Síndrome do X Frágil e Transtorno do Espectro Autista
A síndrome do X Frágil (SXF) é uma condição genética hereditária, considerada a causa mais comum de deficiência intelectual de origem hereditária e uma das principais condições genéticas associadas ao Transtorno do Espectro Autista (TEA). Ela decorre de uma mutação no gene FMR1, localizado no cromossomo X, caracterizada pela expansão anormal de repetições do trinucleotídeo CGG, o que leva à redução ou ausência da proteína FMRP, fundamental para o desenvolvimento e funcionamento adequado do sistema nervoso central.
Do ponto de vista neuropsicológico, indivíduos com síndrome do X Frágil apresentam um perfil cognitivo e comportamental característico, com prejuízos em funções executivas, atenção, memória de trabalho e habilidades visuoespaciais, além de dificuldades significativas na regulação emocional. A linguagem pode estar comprometida, especialmente no que se refere à pragmática, com fala repetitiva, ecolalia e dificuldades na organização do discurso. Esses aspectos aproximam o perfil da SXF de características observadas no TEA, favorecendo a ocorrência de comorbidade entre as duas condições.
A relação entre a síndrome do X Frágil e o autismo é amplamente documentada na literatura, sendo que uma parcela significativa dos indivíduos com SXF apresenta critérios diagnósticos para TEA. Estima-se que cerca de 30% a 60% dos meninos com síndrome do X Frágil manifestem sintomas autísticos, como déficits na comunicação social, comportamentos repetitivos e interesses restritos. Essa associação é mais frequente e mais intensa em indivíduos do sexo masculino, devido à presença de apenas um cromossomo X, o que potencializa os efeitos da mutação genética.
A comorbidade entre SXF e TEA implica desafios adicionais para a avaliação e intervenção neuropsicológica. A presença de sintomas autísticos pode agravar as dificuldades adaptativas, sociais e comunicativas, exigindo uma abordagem clínica cuidadosa e individualizada. A avaliação neuropsicológica, nesse contexto, é fundamental para identificar o perfil cognitivo específico do indivíduo, diferenciando os prejuízos atribuídos à deficiência intelectual, ao autismo ou à interação entre ambas as condições.
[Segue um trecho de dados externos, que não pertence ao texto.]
PR #899, opened 2017-06-10
fix low inclination ascent wiggles

lamont-granquist:
when launching from Kennedy (28.608) to the moon (28.363) the
ascent guidance would start (correctly) by burning due East (can't
launch to lower than your launch latitude).

as the craft followed a great circle track, the latitude of the craft
would fall allowing smaller latitudes.  however this resulted in the
craft attempting an inclination change at the end of the burn by
turning north (the opposite of a southwards jog at the start of the
burn) which was both expensive and totally screwed up plane targeting.

this fixes this by just not allowing inclinations which are below the
launch latitude (also allowing inclinations which are below the current
orbital inclination which would be fine if someone winds up in that
situation through some kind of button mashing).

this makes south-jogs very hard to do, but it results in very precise 0.25
degree errors when launching to the moon from KSC in RSS.  scanning
through NK's videos from 1.1.3-era he seems to have done no better than
this and often as bad as 0.40+ when launch to the moon with a south
jog.  i think mostly his south-jogs were fighting with the old MJ ascent
guidance which did no great-circle tracking.

adding south jogs would be hard since you need to 'know' the south jog
happened and allow the permissible launch inclination to lower.  it
might be necessary at that point to allow unclamped launch inclinations
and let people jog south and then correct, but i had a hard time getting
any better results than just with the clamped inclination.

### DIFF
--- a/MechJeb2/MechJebModuleAscentAutopilot.cs
+++ b/MechJeb2/MechJebModuleAscentAutopilot.cs
@@ -207,7 +207,7 @@ namespace MuMech
             //during the vertical ascent we just thrust straight up at max throttle
             if (forceRoll)
             { // pre-align roll unless correctiveSteering is active as it would just interfere with that
-                double desiredHeading = OrbitalManeuverCalculator.HeadingForLaunchInclination(vessel, vesselState, desiredInclination);
+                double desiredHeading = OrbitalManeuverCalculator.HeadingForLaunchInclination(vessel, vesselState, desiredInclination, launchLatitude);
                 core.attitude.attitudeTo(desiredHeading, 90, verticalRoll, this);
             }
             else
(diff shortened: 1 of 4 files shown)


lamont-granquist:
Correct solution is probably something like the Unified Powered Flight Guidance (https://ntrs.nasa.gov/search.jsp?R=19740004402) used on the space-shuttle, for now this'll have to do.

sarbian:
Nice link

abortz:
Isn't this more a bug with Ascent Guidance attempting to launch into a target plane using only a launch time and inclination? If I want to launch to an inclination slightly lower than my launch inclination, and not any particular plane, the old behavior was perfectly good.

I have no experience with the Mechjeb code so no idea how hard this would be, but alternatively, when attempting to launch into a target plane with too low an inclination, simply clamp the Ascent Guidance *target* inclination to the launch inclination but still compute the launch time the same as before. That should get you the same "very precise 0.25 degree errors" for Moon launches out-of-the-box, but still allow for doglegs.

Btw, I've managed around 0.15 relative inclination on a direct-to-Moon launch using Mechjeb ascent, but it wasn't user-friendly at all. ;-)

lamont-granquist:
> "clamp the Ascent Guidance target inclination to the launch inclination but still compute the launch time the same as before. " 

i think that's what we're doing now?

you'll get 28.3626 in the desired inclination field in the autopilot, which i'm fairly certain is what gets used for launch time.

then 28.608 - 28.3626 = 0.2454 so ~0.25 is the best you can do for a rocket that only flies 'straight' (downrange in the inertial system) without a yaw steering program.

abortz:
Right now 28.3626 ends up in the desired inclination field, which is what leads to the problems downrange on a moon launch. If instead that was just set to 28.608 (clamped to launch latitude when you select "Launch into target plane") but you still launch at the same time as otherwise, then as you said, you'll get the "best" straight launch for the Moon, but the autopilot can go back to not caring about launch latitude. This way you can still manually set/change the desired inclination to <28.608 when you don't have a target plane and you'll get best-effort results, and you can still manipulate the inclination field during ascent to get doglegs when desired, e.g. direct-to-Moon flights.

Btw, I apologize if I'm misunderstanding what the patch does, as I haven't played with it in-game.

PR #901, opened 2017-06-11
New script module: Smart A.S.S.

je4d:
KSP 1.3 doesn't work for me right now, so I couldn't build & use the latest dev. Hence this is against the last commit that works against KSP v1.2.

No campo da intervenção, estratégias baseadas na estimulação cognitiva, no desenvolvimento de habilidades sociais e na regulação emocional são essenciais. Intervenções precoces e multidisciplinares, envolvendo psicólogos, neuropsicólogos, fonoaudiólogos, terapeutas ocupacionais e educadores, contribuem para a maximização do potencial funcional do indivíduo. Ademais, o suporte às famílias é indispensável, considerando o impacto emocional e as demandas associadas ao cuidado contínuo.